When I was 6 my cousin stole my boomerang. The next day his parents died in a car crash. Andy, if you’re reading this, I want my boomerang.
Texted daughter “I’m going to take a nap” and autocorrect changed it to “come inside and scream like a banshee.”
No matter how much I shake my phone, you still won’t come out. Are you stuck? I think you’re stuck.
her: HELP ME! I’m bleeding out!
me: Not on my watch you aren’t!
her: Oh, my hero! Thank you!
me [tucking watch in pocket] Huh?
“Nice one.”
– me to my son, who is just learning to write numbers
CNN needs to reevaluate the use of Breaking News. Perhaps “Latest Speculative News” or “We Really Don’t Know Shit” would work.
CNN call me.
Oh thank goodness, my Uber driver knows what’s really wrong with this country.
*looks at chess board for a long time before finally looking up* I thought you said cheese board
[8 AM – calling doctor’s office]
Answering machine: Our office hours are Monday thru Thursday 9:15 AM to 4 PM. We are closed from 11 AM to 2 PM for lunch. We are closed Friday and weekends. Please leave a message. [beep]
Me: Are you…are you guys hiring?
Just found out that “3 Men and a Baby” isn’t a movie about Jesus’s birth.
(My cat, about to barf) MUST…MAKE IT…TO…CARPET
That scene in Pulp Fiction where Vincent revives Mia by stabbing her in the chest with an adrenaline shot, except it’s me on a Saturday morning when my kid shoves his finger in my nostril to wake me up.
Ad exec: but how are we going to reach our target audience?
Ad exec 2: we need to be able to speak their language
Meow Mix jingle writer: *deep breath*
[watching Harry Potter in bed]
Harry: please leave
Some of you reached your wit’s end almost immediately.
My most favourite thing to do at work is leave.
Ha ha, I love it when brands do sassy clapbacks to each other
Exterminator: I can’t do anything about it.
Me: but I’m infested.
Exterminator: look! you’re the one who chose to have this many kids.

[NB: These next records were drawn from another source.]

PR #16, opened 2020-12-22
Sstoolkit m32 33

unserializable:
* Implements import for certificates
* Implements registration request for authentication certificate


config/base.yaml
```diff
@@ -10,6 +10,9 @@ logging:
   level: <LOG_LEVEL>
 security_server:
 - api_key: X-Road-apikey token=<API_KEY>
+  certificates:
```
bertvi, line 13: you have placed the "certificates" section only for the first security server, what about the other one?

docs/xroad_security_server_toolkit_user_guide.md
```diff
@@ -86,6 +98,9 @@ The ``security-server`` section is for configuring security server parameters
 * <SOFT_TOKEN_ID> default software token ID, normally 0 (zero).
 * <SOFT_TOKEN_PIN> should be substituted with a desired numeric pin code
 * <SECURITY_SERVER_FQDN_OR_IP> should be substituted with the IP address or host name of the installed security server, e.g. ss1
+* ``/path/to/signcert`` and ``/path/to/authcert`` should be given as paths referring to certificate locations,
```
bertvi, line 101: In order for the documentation style to be consistent with line 101 in the User Guide, please also update lines 86, 88 and 91 accordingly

bertvi (changes requested):
1. "tests/unit/test_base_controller": here the configuration settings differ from the ones in "base.yaml", please update these aswell

2. Please also update the changelog

3. "controllers/cert.py": 
 * unused import on line 1
 * the comments on lines 13-24 seem inappropriate here, especially the "acceptance criteria". If the functionality needs some extra explanation, please place it in the User Guide
 
4. Please enable "PEP 8 coding style violation" and "PEP 8 naming convention violation" under "Settings->Editor->Inspections->Python" in PyCharm - for me it shows several violations in "controllers/cert.py", "controllers/token.py", "tests/unit/test_cert.py", "tests/unit/test_token.py" and "tests/unit/test_xrdsst.py", probably most of these could be fixed.
 
5. When running "make test", all tests seem to pass, but when running "test_cert.py" individually from the file, all tests except "test_cert_register_nonresolving_url" fail, tests should pass either way - individually from test class or by using Makefile target.

config/base.yaml
unserializable: 1. Removed irrelevant config from ``test_base_controller``
2. Added 
3. Removed 
4. These are enabled, couple of them indeed i had not noticed and fixed them. Note that I have ignored some of the more ones and these checks do not completely match the ones used during build process.
5. Cannot reproduce single test run failure, please give command-line failure example.

unserializable (commented):
@bertvi One of your comments was accidentally deleted when I deleted my own in-edit _reply_ to it, it was about cerfiticates section for the second security server in config file -- it is optional as most of these, so saw no point in adding it to second. It makes no sense to have identical configs anyway, maybe we could strip this second one to bare minimum to provide useful example (all the cert defs, services defs, etc are something that users will not have until working with toolkit for a while).

unserializable:
>     1. "tests/unit/test_base_controller": here the configuration settings differ from the ones in "base.yaml", please update these aswell
> 
>     2. Please also update the changelog
> 
>     3. "controllers/cert.py":
> 
> 
>     * unused import on line 1
> 
>     * the comments on lines 13-24 seem inappropriate here, especially the "acceptance criteria". If the functionality needs some extra explanation, please place it in the User Guide
> 
> 
>     1. Please enable "PEP 8 coding style violation" and "PEP 8 naming convention violation" under "Settings->Editor->Inspections->Python" in PyCharm - for me it shows several violations in "controllers/cert.py", "controllers/token.py", "tests/unit/test_cert.py", "tests/unit/test_token.py" and "tests/unit/test_xrdsst.py", probably most of these could be fixed.
> 
>     2. When running "make test", all tests seem to pass, but when running "test_cert.py" individually from the file, all tests except "test_cert_register_nonresolving_url" fail, tests should pass either way - individually from test class or by using Makefile target.

The reply to this seems to be lost, it was roughly:

1. Removed irrelevant configs from ``test_base_controller``
2. Updated
3. Removed
4. These are enabled and what I saw were addressed, they differ from ones in build process somewhat.
5. This does not seem to happen, please provide repro details if problem persists.

bertvi:
> @bertvi One of your comments was accidentally deleted when I deleted my own in-edit _reply_ to it, it was about cerfiticates section for the second security server in config file -- it is optional as most of these, so saw no point in adding it to second. It makes no sense to have identical configs anyway, maybe we could strip this second one to bare minimum to provide useful example (all the cert defs, services defs, etc are something that users will not have until working with toolkit for a while).

If you wish to keep the "certificates" section in just one of the security server sections, then please delete the other security server section. Otherwise it may be confusing. If users want to have multiple, they will add new sections themselves.

unserializable:
> > ```
> > 5. When running "make test", all tests seem to pass, but when running "test_cert.py" individually from the file, all tests except "test_cert_register_nonresolving_url" fail, tests should pass either way - individually from test class or by using Makefile target.
> > ```
>     5. This does not seem to happen, please provide repro details if problem persists.

Ok, so it appears you were running single tests with ``unittest`` instead of ``pytest``, tests use I/O capture fixtures of PyTest and mixing fixtures with unit tests seems to be only supported via ``pytest`` runner that we usually use.  

https://docs.pytest.org/en/stable/unittest.html#mixing-fixtures

> Running your unittest with pytest allows you to use its fixture mechanism with unittest.TestCase style tests.

Single tests run fine with ``pytest``:

```
X-Road-Security-Server-toolkit/tests/unit $ python -m pytest  test_cert.py::TestCert::test_cert_register_multiple_certs_for_auth_key
=============================================================================================== test session starts ===============================================================================================
platform linux -- Python 3.8.5, pytest-6.1.2, py-1.9.0, pluggy-0.13.1
rootdir:  /X-Road-Security-Server-toolkit
plugins: pylint-0.18.0, cov-2.10.1
collected 1 item                                                                                                                                                                                                  

test_cert.py Configuration file "/tmp/xrdsst_test_token_log" not found: 

Starting configuration process for security server: ssX
API key for security server: ssX has already been created
Multiple registrable certificates for key labelled 'ssX-default-auth-key'.
.                                                                                                                                                                                              [100%]

================================================================================================ 1 passed in 0.53s ================================================================================================
```

bertvi (approved):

Standing in the boys clothes section at Kohls waiting for my wife. I just realized I look creepy. Better move to the little girls section.
Her: Does your dog do any tricks?
Me: I taught him to lie on the bed
Her: That’s not impressive lol
Dog: *gets on bed* I wrote Harry Potter
A midwife is just the wife between your first and third one
I’m always confused when people accuse me of “just tweeting things for attention” because…obviously? This isn’t my personal diary. I want people to see it. 😂
One of the few joys in my life is when my kids step on their own Lego.